[RECORDS FOR THE EXERCISE]

PR #372, opened 2022-10-28
tolerate absence of tifffile (case for devel intallations) triggering…

pconesa:
… all the import cascade when running pip install -e path/to/scipion-em from the setup.py.

### DIFF
--- a/pwem/__init__.py
+++ b/pwem/__init__.py
@@ -32,6 +32,7 @@ from pkg_resources import parse_version
 
 import pyworkflow as pw
 from pyworkflow.protocol import Protocol
+from pyworkflow.utils import weakImport
 from pyworkflow.viewer import Viewer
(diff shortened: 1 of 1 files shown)


azazellochg:
Hi! I'm not sure I understand why tifffile is absent in devel case..

azazellochg:
Ah, is it because it is in the __init__?

fonsecareyna82 (approved):

pconesa:
When installing in production pip first reads the dependencies and install them. Then all is fine when is em installation turn.

In devel mode we are doing pip install -e pat/to/devel

Which enters the setup.py, and then, import __init__ ....and find tifffile as first missing dependency in the "casacade import"

If the the installer we do:

pip install -r requirements.txt first this wouldn't happen.

PR #379, opened 2022-11-24
* Fixing an error related with the import coordinates(Closes #375)

### LINKED ISSUE #375: Bug import coordinates
https://github.com/scipion-em/scipion-em/blob/1d0beb11ea4606be50776c81fdb730a50481fb71/pwem/protocols/protocol_import/coordinates.py#L228

Hi, 

This line will make "mic_100_coords.start" match with mic_1.mrc, which is wrong.

I guess that the proper way of dealing with it will be to compare the maximum common substrings.

This is my dirty patch

```
    def getMatchingMic(self, coordFile, fileId):
        """ Given a coordinates file check if there is a micrograph
        that this files matches.
        """
        from difflib import SequenceMatcher
        micSet = self.inputMicrographs.get()

        if fileId is None:
            coordBase = pwutils.removeBaseExt(coordFile)
            matcher = SequenceMatcher(a=coordBase)
            best_match_size = -1
            best_match_micId = None
            for mic in micSet:
                micBase = pwutils.removeBaseExt(mic.getFileName())
                matcher.set_seq2(micBase)
                match = matcher.find_longest_match(alo=0, ahi=len(coordBase), blo=0, bhi=len(micBase))
                if match and match.size > best_match_size:
                    best_match_size = match.size
                    best_match_micId = mic.getObjId()
            if best_match_micId:
                #TODO: Update a cache to avoid searching for the best_match micrograph in the next getMatchingMic call
                return micSet[best_match_micId]
            else:
                return None
        else:
            return micSet[fileId]

```

fonsecareyna82:


pconesa (changes requested):
Thanks Yunior! You are missing updating CHANGES.txt ;-)

What about avoiding using getUniqueFileName in the imports.... will it come later?

pconesa:
@fonsecareyna82 we need to addredd the Scipion iport case too here:
https://github.com/scipion-em/scipion-em/blob/devel/pwem/protocols/protocol_import/dataimport.py#L138

pwem/__init__.py
```diff
@@ -89,6 +89,9 @@ class Config(pw.Config):
     # Path to either ImageJ or Fiji binary program
     IMAGEJ_BINARY_PATH = _get("IMAGEJ_BINARY_PATH",'',description="Path to the IMAGEJ or FIJI program.", var_type=VarTypes.PATH, source="pwem")
 
+    SCIPION_EM_NEW_FILE_CHECK_SEC = int(_get('SCIPION_EM_NEW_FILE_CHECK_SEC', 10))
+    "Number of seconds to wait before checking if new files are available or finished in streamified import protocols."
```
pconesa, line 93: Could you please, add the description as an argument and the source and type.

pwem/protocols/protocol_import/images.py
```diff
@@ -94,7 +94,7 @@ def _acquisitionWizardCondition(self):
 
     # --------------------------- INSERT functions ----------------------------
     def _insertAllSteps(self):
-
+        self._fillFileNamesList()
```
pconesa, line 97: This mfails in come tests.... I think those that overwrite _insertAllSteps and therefore does not call _fiilFileNameList

 scipion3 tests pwem.tests.protocols.test_protocols_sets.TestSets

pconesa:
one more thing, hopefully, the last one. Could yo please address the sonarcloud issue (duplicated code)

pconesa (approved):

PR #382, opened 2023-01-09
fix particle import

rmarabini:
Let us assume the following situation:

Two data sets (datasetA and datasetB) were acquired and processed independently. Then, we want to merge the particles and process the whole dataset together.

By default the files containing the set of particles are mic001.mrcs, mic002.mrc, etc. That is, there is file mic0001.mrcs for datasetA and another with the same name for datasetB. Since both are in different directories joining both sets of particles is not a problem. At this point we decide that the project is too large and we import the merged setOfPArticles in a new empty project. The protocol "import particles" creates a link for each binary file, the local (in the import file protocol) name is the basename of the file. For example the following two links are created

ln -s Runs/datasetA/extra/mic0001.mrcs Runs/importParticles/extra/mic0001.mrcs
ln -s Runs/datasetB/extra/mic0001.mrcs Runs/importParticles/extra/mic0001.mrcs

That is, the link mic0001.mrcs is created twice in the protocol_import directory. Each time the link point to a different file and therefore, the result is that no link is created to datasetA because is overwritten by the link created to datasetB

The proposed solution is to stop using the basename as local name and change it by an slug, that is:
instead of

ln -s Runs/datasetA/extra/mic0001.mrcs Runs/importParticles/extra/mic0001.mrcs

the protocol will create

ln -s Runs/datasetA/extra/mic0001.mrcs Runs/importParticles/extra/runs-datasetA-extra-mic0001.mrcs

  this is all


azazellochg:
Removing traceability from Scipion is going well..

pconesa:
We(@fonsecareyna82 and me) have been looking at this case, not only for particles but for any import.

The best we think we can do is:

Try to keep the basename (mic0001) unless we can. In that case, we will, prepend the folders (losing all traceability) But in this case there is no way we can keep traceability having duplicated names.

rmarabini:
> We(@fonsecareyna82 and me) have been looking at this case, not only for particles but for any import.
> 
> The best we think we can do is:
> 
> Try to keep the basename (mic0001) unless we can. In that case, we will, prepend the folders (losing all traceability) But in this case there is no way we can keep traceability having duplicated names.

Looks like a reasonable solution for my and I am happy with it. 
Nevertheless, I do not understand why prepending the path decreases the traceability. I see that the name of the links will not be identical to the names of original images. Instead, it will be the name of the original image plus a prefix, clearly no information is lost. Furthermore, the function that creates the new filenames would fix some problematic filenames since it removes spaces and converts non ASCII characters to the closer ASCII ones.
Again, I am happy with the solution proposed by @pconesa and @fonsecareyna82

pconesa:
Could you please test if your case is covered here --> https://github.com/scipion-em/scipion-em/pull/379

pconesa:
I think using 2 images with the same name looses the traceabiltiy in itself, rules we want to do something with the folders containing the images, which makes it more complex.

rmarabini:
Hola Pablo,

    No se muy bien cómo probar esto. Instale scipio usando

pip3 install --user scipion-installer

de forma que estoy usando el pwem que hay en

~roberto/miniconda/envs/scipion3/lib/python3.8/site-packages/pwem/

si hago un clone del repositorio scipion-em, y selecciono  la rama
fix_import_coordinates
¿cómo le digo a Scipion que use el código nuevo? por mas que intento instalarlo
scipion usa el código que hay en
~roberto/miniconda/envs/scipion3/lib/python3.8/site-packages/pwem/

   gracias

    Roberto

rmarabini:
Hi @pconesa 

   This pull request does not solve the problem I described when importing particles. 
In the following lines you may see the number of files after importing with this pull request (14321) and after importing properly (19442)

ls -lrt 004631_ProtImportParticles/extra/ | wc
  14321  157522 2778092
ls -lrt 004192_ProtImportParticles/extra/ | wc
  19442  213853 4646411

pconesa:
I had time to see why the other PR request does not fix this and al is here:
https://github.com/scipion-em/scipion-em/blob/devel/pwem/protocols/protocol_import/dataimport.py#L138

This code, should be adapted in the same way is done for the rest of the import protocols. Will be addressed in the other PR. I'll leave it in draft until is solved and hopefully close this one

pconesa:
Let's resolve this, A recent code already in devel is supose to address this case more thoroughly. 

After all this time the solution I propose is:

1.- close this PR (@rmarabini thank very much to this contribution anyway)
2.- Rescue the "sequence.py" part (Is it still valid?) Current code in devel remains the same evaluating None).
3.- JAVA_MAX_MEMORY: I think 10 GB as the default value seems a lot to me. ¿what do you think?

rmarabini:
Hi,

  I guess sequence.py is valid (at least I have not modify it in a long while)
If you have several millions of particles then JAVA_MAX_MEMORY=10Gb is needed. May be with the new viewer this requirement is not longer needed.

pconesa:
Ok, I'll prepare a new branch, just with the sequence.py stuff. The new viewer does not need this value and should deal with 1M particles fine.
________________________________
De: rmarabini ***@***.***>
Enviado: miércoles, 19 de junio de 2024 11:48
Para: scipion-em/scipion-em ***@***.***>
Cc: Pablo Conesa ***@***.***>; Mention ***@***.***>
Asunto: Re: [scipion-em/scipion-em] fix particle import (PR #382)


Hi,

I guess sequence.py is valid (at least I have not modify it in a long while)
If you have several millions of particles then JAVA_MAX_MEMORY=10Gb is needed. May be with the new viewer this requirement is not longer needed.

PR #384, opened 2023-01-09
averageMovie: removed as it's no longer used

DStrelak:
See also https://github.com/I2PC/scipion-em-xmipp/pull/603

### DIFF
--- a/pwem/protocols/protocol_align_movies.py
+++ b/pwem/protocols/protocol_align_movies.py
@@ -573,56 +573,6 @@ class ProtAlignMovies(ProtProcessMovies):
         runJob(self._log, eman2.Plugin.getProgram(program), args,
                env=eman2.Plugin.getEnviron())
 
-    def averageMovie(self, movie, inputFn, outputMicFn, binFactor=1, roi=None,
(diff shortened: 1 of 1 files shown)


pconesa:
Just now I realized that this method is used.... here:

https://github.com/scipion-em/scipion-em-grigoriefflab/blob/ae26dad18fc21503ced373f63d64e6ddb3838750/grigoriefflab/protocols/protocol_unblur.py#L232

@azazellochg , xmipp team is reviewing and cleaning xmipp code. The are removing "xmipp_movie_alignment_correlation", therefore we are loosing averageMovie method. Used in "unblur" to do de PSD......

Is removing the option to of the PSD and option?

azazellochg:
@pconesa grigoriefflab plugin has been deprecated years ago

DStrelak:
> Just now I realized that this method is used.... here:
> 

That usage can be easily replaces by `xmipp_image_statistics --save_image_stats`

pconesa:
upsss! unblurr is not in cistem anymore?

azazellochg:
unblur is in cistem. it does not use averageMovie

pconesa (approved):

[/RECORDS FOR THE EXERCISE]

WHAT IS REQUIRED =
In the records above, find each line with the word "micSet" and copy it.

SOLUTION TO THIS EXERCISE =
        micSet = self.inputMicrographs.get()
            for mic in micSet:
                return micSet[best_match_micId]
            return micSet[fileId]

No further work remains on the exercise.